Como nos advirtió el manager argentino, éramos once en total. Nos dieron una mesa grande. Todos pidieron mojitos y cerveza para empezar. Yo pedí agua de caño con hielo. Luego pidieron todos los aperitivos imaginables: yucas fritas, croquetas, calamares fritos, mariquitas, yucas rellenas, huevos de codorniz, qué sé yo. Yo me conformé con pan con ajo. Los veía comer con tanta hambre y de solo pensar cuán elevada sería la cuenta y quién la pagaría me quedaba sin hambre y apenas mordisqueaba una mariquita.

Por suerte la conversación fue divertida y nos reímos mucho y a ratos me olvidé de lo que me costaría la velada.

Cuando trajeron la cuenta, sin que yo la pidiera por cierto, me la entregaron, tal vez porque los camareros ya me conocían y sabían que yo siempre pagaba, o por ser el más famoso, o el que presumiblemente ganaba más. Miré la cuenta: seiscientos dólares. Me causó tanta impresión que me sobrevino un ataque de hipo. Peiné la mesa con una mirada distraída y nadie hizo el ademán de mojarse conmigo. Todos esperaban que yo pagara. Me puse de pie y me dirigí a la oficina del administrador, un español con aliento a ajo.

-¿Me puede hacer un descuento? –le pedí.

-Ya le hemos descontado el veinte por ciento –me dijo, amablemente.

Le di mi tarjeta de crédito, refunfuñando, y pagué. Luego volví a la mesa con aire victorioso, como si no me hubiese dolido pagar la cuenta, y me agradecieron, y dije, tan orondo:

-Tranquilos, que paga el canal.

Si seré un idiota: apenas dije eso, pidieron una ronda más de mojitos. Silvia me miró y no pudo contener un ataque de risa. Yo seguía con hipo. Media hora después, tuve que mojarme con cien dólares más.

En el carro, camino a la casa, no dije una palabra. Hervía de rabia y rencor. Toda la noche me había costado casi mil dólares.

-Al menos puedes escribir una columna sobre todo esto –me dijo Silvia, cuando llegamos a casa.

-Sí, la escribiré –dije–. Pero me pagan cien dólares por columna, y la noche me costó mil.

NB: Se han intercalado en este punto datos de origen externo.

PR #172, opened 2026-08-06
web: the atlas gallery — /atlas and /atlas/:slug

chiplay:
Builds the atlas gallery at `/atlas` and `/atlas/:slug`, and the machine twins the CLI reads: `/atlas/index.json`, `/atlas/<slug>.md`, and `/atlas/<slug>.tar.gz` for `sightmap atlas add`.


chiplay:
Pushed a copy pass over the detail view (71a45d5), from team feedback.

**In the entry README** (`web/src/data/atlas/sightmap-org.md`):

- Dropped the **"Why fewer than five views"** block. It answered a quality-bar question aimed at a reviewer, not at anyone reading about the site. The one fact worth keeping from it — the nav's Spec/Memory/Get started links are in-page anchors, not routes — moved into Coverage as a plain statement.
- **"What's worth knowing" → "Notes."** The section is a list of operational gotchas, so the plainest accurate word wins. Its self-referential preamble ("the notes are the point of a sightmap, so the interesting ones up front") went with it. Flagging the wording choice since the suggestion was "Summary" — the content isn't a summary, it's caveats, so "Notes" seemed the more honest label. Easy to change if you'd rather.
- **"Known gaps"** kept its name and content.
- Tightened throughout: fewer em dashes, and concrete behaviour in place of "will disagree with itself" / "took a wrong turn" (the last one now just names 200 as the status an unmatched path returns).

**In the page chrome:**

- The `/atlas` description no longer restates the heading directly above it.
- `1 of 1 entry` was noise; the count now reads `1 entry` until a filter is actually hiding something.
- Dropped the metadata rail's `Files` row — a bare count of vendored paths told a reader nothing.

### ⚠️ This edits a file marked do-not-hand-edit

`web/src/data/atlas/` carries its own README: *"Do not hand-edit. This directory is written by automation in the sightmap/atlas repo."* The entry was hand-vendored to unblock this phase, so editing it here is what makes the site correct today — but **the same edit has to land on `entries/sightmap-org/README.md` in `sightmap/atlas`, or the next `publish.yml` bot PR reverts it.** That repo isn't in this session's scope; happy to open the matching PR there if someone adds it.

`pnpm build` and `pnpm test` (100 passing) still green, and the browser checks re-ran clean — no horizontal scroll at 1280×900 or 390×844, single `<h1>`, no third-party requests.

---
_Generated by [Claude Code](https://claude.ai/code)_

web/src/lib/atlas.ts
```diff
@@ -0,0 +1,82 @@
...
+}
+
+/**
+ * Case-insensitive substring match across the fields a visitor would plausibly
+ * type: name, domains, description, categories, author.
+ */
+export function matchesQuery(entry: AtlasEntry, query: string): boolean {
+  const q = query.trim().toLowerCase()
+  if (!q) return true
+  const haystack = [entry.name, entry.description, entry.author, ...entry.domains, ...entry.categories]
```
jurassix: Add `entry.slug` to this list.

Thinking we add `sightmap atlas find` to the CLI reading this same index.json, and slug is what someone pastes back after seeing it on a card. Want the grid and the CLI matching the same fields so a query returns the same entries in both.

web/scripts/generate-feeds.ts
```diff
@@ -83,6 +113,60 @@ ${body}
...
+    `> ${oneLine(SITE_DESCRIPTION)}`,
+    '',
+    '## Docs',
+    '',
+    `- [Documentation](https://docs.sightmap.org): Guides, CLI reference, and the schema reference.`,
+    `- [Specification](https://github.com/sightmap/sightmap/tree/main/spec): The normative spec, JSON Schema, and conformance fixtures.`,
+    '',
+    '## Atlas',
+    '',
+    `> ${oneLine(ATLAS_DESCRIPTION)} Index: ${SITE_URL}/atlas/index.json`,
```
jurassix: Let's consider our approach here. This is where an agent that has never heard of us finds out the Atlas exists, so it should teach the lookup rather than just list entries.

The thing an agent has is a hostname. It knows `squareup.com`; it doesn't know the product is called Square POS or that the slug is `square-pos`. Right now it would have to guess.

Something like:

```
## Atlas

> Sightmaps of real websites: routes, components, selectors, network calls.
> Check here before exploring a site by hand.
>
>     sightmap atlas find <domain>    find a map by hostname
>     sightmap atlas add <slug>       install it into .sightmap/
>
> No CLI? Fetch https://sightmap.org/atlas/index.json and match your hostname
> against each entry's `domains[]`, then read the entry's .md twin below.

- [Sightmap](https://sightmap.org/atlas/sightmap-org.md): sightmap.org — Marketing site and blog for the Sightmap spec. 4 views, 28 components, 2 requests. Verified 2026-08-06. `sightmap atlas add sightmap-org`
```

Leading each line with the hostname means an agent can resolve straight from this file without fetching index.json at all.

`FeedAtlasEntry` would need three more fields to render that line: `domains`, `stats`, and `last_verified`. If that is more than you want here, the hostname alone carries most of the value and is the one I would not skip.

web/scripts/build-atlas.ts
```diff
@@ -0,0 +1,75 @@
...
+  const atlas = await loadAtlas(DATA_DIR)
+
+  fs.rmSync(PUBLIC_DIR, { recursive: true, force: true })
+  fs.mkdirSync(PUBLIC_DIR, { recursive: true })
+  fs.mkdirSync(GENERATED_DIR, { recursive: true })
+
+  // P4.3: /atlas/index.json, served byte-for-byte as vendored. Written from
+  // the original text rather than re-serialized from the parsed object so the
+  // route really is the file the atlas generator produced.
+  fs.writeFileSync(path.join(PUBLIC_DIR, 'index.json'), atlas.indexJson)
```
jurassix, line 45: Follow-up, not blocking.

The corpus isn't in the vendored tree. We get index.json, the .md, and screenshots, but not the six `.sightmap/*.yaml` files that index.json lists in `files[]`. So we can't serve `/atlas/<slug>.tar.gz`, which is what I'd like `add` to pull.

Two pieces: atlas CI vendors `<slug>/.sightmap/`, and this script writes the tarball next to index.json.

Rather do that than point `add` at raw.githubusercontent, for the reason you built the vendoring around. A takedown propagates to the gallery on rebuild, but if install goes to GitHub the entry stays installable and `removed.yaml` only binds the site.

web/src/components/atlas/AtlasInstall.tsx
```diff
@@ -0,0 +1,47 @@
...
+/**
+ * The detail page's call to action: the one command that pulls this entry down
+ * locally, with a copy button.
+ *
+ * `sightmap add` ships in sightmap/sightmap#168, which was still in review when
+ * this page was built — the command is rendered anyway, on the handoff's
+ * instruction, because it is the page's whole point. If that PR lands under a
+ * different verb, this is the only place the string is written.
+ */
+export const installCommand = (slug: string): string => `sightmap add ${slug}`
```
jurassix: Heads up this may become `sightmap atlas add ${slug}`. I want to take #168 toward three verbs (`atlas list` / `atlas find` / `atlas add`), namespaced since `sightmap search` already means the local corpus. Still deciding on that vs a top-level `add`.

Nothing to change here, and keeping it in one function was the right call.

jurassix (commented):
Nothing to undo here. Two small things inline and one follow-up.

chiplay:
**Slug search** (2fc475a). `matchesQuery` includes `entry.slug`, so the grid and `sightmap atlas find` answer the same query with the same entries.

**llms.txt** (91f809c). `FeedAtlasEntry` gained `domains`, `stats`, and `last_verified`, and the section now teaches the lookup. As emitted:

```
## Atlas

> Community-contributed maps of views, components, and requests, made by browsing the live site with no source access. Check here before exploring a site by hand.
>
>     sightmap atlas find <domain>    find a map by hostname
>     sightmap atlas add <slug>       install it into .sightmap/
>
> Without the CLI, fetch https://sightmap.org/atlas/index.json and match your hostname against each entry's `domains[]`, then read that entry's .md twin below.

- [Sightmap](https://sightmap.org/atlas/sightmap-org.md): sightmap.org. Marketing site and blog for the Sightmap spec — landing page sections, blog index, and post pages. 4 views, 28 components, 2 requests. Verified 2026-08-06. `sightmap atlas add sightmap-org`
```

Three deliberate deviations from your sketch: all domains are listed rather than the first, so hostname matching works for multi-domain entries; an entry that lists none falls back to the `site_url` host, so the hostname is never missing; and the hostname is separated by a period rather than an em dash, because the vendored description already contains one.

**Install command** (6bf52d0). Now `sightmap atlas add ${slug}`, structure unchanged. The only other occurrence in the tree was `web/.sightmap/app.yaml`'s description, also updated. `HANDOFF-phase-4.md` still says `sightmap add`, left alone on purpose since it records what was asked at handoff time and says so, but happy to correct it if you'd rather it not read as current.

**The tarball** (43420df). Corpus vendored to `web/src/data/atlas/sightmap-org/.sightmap/` (all six blob SHAs match `seed/sightmap-org` exactly), and `build-atlas.ts` writes `public/atlas/<slug>.tar.gz`, gitignored so it stays build output.

No new dependency. `web/scripts/lib/tar.ts` is an ~80-line ustar writer, because package.json had no tar library and a general-purpose one would need configuring *away* from emitting exactly the member types the CLI refuses. Mode 0644 and mtime pinned to 0, so builds are byte-reproducible. `resolveCorpus()` screens for what the extractor rejects (symlinks, non-regular files, unsafe or over-long names) and its caps (4 MiB per file, 32 MiB total, 512 members); a corpus that trips any of it goes unpublished with a warning rather than failing the build, matching how a bad entry is already handled.

End-to-end against the real CLI, `dist/` served on loopback:

```
$ sightmap atlas add sightmap-org --source http://127.0.0.1:8792/atlas/{slug}.tar.gz
  wrote  .sightmap/blog-post.yaml
  ... 6 files ...
Installed sightmap-org: 6 files → .sightmap. Next:
  sightmap validate

$ sightmap validate
✓ no validation errors
```

`--source` was needed only because that CLI build predated the re-point. #168 now defaults to `https://sightmap.org/atlas/{slug}.tar.gz`, which resolves to `/atlas/sightmap-org.tar.gz` — exactly what this build emits, so the bare command hits this artifact once both land. Server log shows the only fetches were the index and the tarball.

`pnpm build` green, `pnpm test` 113 passing across 9 files.

**One thing worth a separate decision:** `.github/workflows/web.yml` runs `pnpm build` but never `pnpm test`, so the suite — including the three test files added here — doesn't run on a PR. Out of scope for this branch, but it means the coverage we keep adding isn't gating anything.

Subimos a la habitación de nuestra hija, verificamos que estuviera durmiendo y, mientras Silvia y yo nos quitábamos la ropa, ella me preguntó:

-¿Puedo hacer algo para que no te duermas molesto?

-Tú sabes lo que me hace feliz –le dije, con una media sonrisa.

Silvia abrió la caja fuerte, sacó el aparato, se echó a mi lado y me introdujo delicadamente un pequeño consolador.

-Gracias, amor –le dije–. Hasta mañana.

-¿No quieres que te lo prenda? –preguntó ella, sorprendida.

-No –le dije–. Ha sido una noche horrible. Estoy deprimido. Voy a dormir con el consolador puesto.

-Buenas noches, bebito lindo –dijo ella, y nos dimos un beso.